§ Exercise prompt
Lines holding the string "features" are the ones to copy; find them all in the data.
-- Input for this task follows --
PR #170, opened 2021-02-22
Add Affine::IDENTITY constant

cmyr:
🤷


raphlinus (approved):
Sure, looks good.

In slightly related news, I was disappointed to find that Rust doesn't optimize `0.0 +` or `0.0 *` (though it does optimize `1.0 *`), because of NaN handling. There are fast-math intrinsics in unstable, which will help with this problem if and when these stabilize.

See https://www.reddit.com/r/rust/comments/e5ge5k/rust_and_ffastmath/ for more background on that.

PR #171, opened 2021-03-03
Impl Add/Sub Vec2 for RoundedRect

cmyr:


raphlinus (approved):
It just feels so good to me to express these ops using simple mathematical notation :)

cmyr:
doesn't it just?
-- Input for this task concluded --
-- Input for this task follows --
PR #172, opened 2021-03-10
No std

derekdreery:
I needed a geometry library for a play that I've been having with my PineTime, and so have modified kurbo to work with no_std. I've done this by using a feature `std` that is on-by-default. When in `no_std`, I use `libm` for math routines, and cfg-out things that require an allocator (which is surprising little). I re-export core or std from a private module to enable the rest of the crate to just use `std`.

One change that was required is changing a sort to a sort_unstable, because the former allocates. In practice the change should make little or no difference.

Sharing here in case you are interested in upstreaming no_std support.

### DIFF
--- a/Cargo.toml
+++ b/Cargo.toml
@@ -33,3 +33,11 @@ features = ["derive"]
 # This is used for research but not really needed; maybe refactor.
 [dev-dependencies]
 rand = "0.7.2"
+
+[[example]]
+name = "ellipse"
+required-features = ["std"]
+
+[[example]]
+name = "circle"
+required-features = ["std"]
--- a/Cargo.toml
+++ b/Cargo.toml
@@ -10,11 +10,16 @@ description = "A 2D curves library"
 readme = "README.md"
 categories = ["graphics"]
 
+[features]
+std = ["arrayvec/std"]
-- Input for this task concluded --
§ Response to the exercise
@@ -33,3 +33,11 @@ features = ["derive"]
+required-features = ["std"]
+required-features = ["std"]
+[features]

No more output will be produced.